Work task: Pull every line with "return" from the data.

Records from a dataset
PR #605, opened 2018-03-19
Polish

izeye:
This PR fixes some typos and polishes trivial stuff.

### DIFF
--- a/spring-kafka/src/main/java/org/springframework/kafka/core/DefaultKafkaConsumerFactory.java
+++ b/spring-kafka/src/main/java/org/springframework/kafka/core/DefaultKafkaConsumerFactory.java
@@ -121,18 +121,16 @@ public class DefaultKafkaConsumerFactory<K, V> implements ConsumerFactory<K, V> 
 		if (groupId == null && !shouldModifyClientId) {
 			return createKafkaConsumer();
 		}
-		else {
-			Map<String, Object> modifiedConfigs = new HashMap<>(this.configs);
-			if (groupId != null) {
-				modifiedConfigs.put(ConsumerConfig.GROUP_ID_CONFIG, groupId);
-			}
-			if (shouldModifyClientId) {
-				modifiedConfigs.put(ConsumerConfig.CLIENT_ID_CONFIG,
-					(overrideClientIdPrefix ? clientIdPrefix
-							: modifiedConfigs.get(ConsumerConfig.CLIENT_ID_CONFIG)) + clientIdSuffix);
-			}
-			return createKafkaConsumer(modifiedConfigs);
+		Map<String, Object> modifiedConfigs = new HashMap<>(this.configs);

Result:
 			return createKafkaConsumer();
-			return createKafkaConsumer(modifiedConfigs);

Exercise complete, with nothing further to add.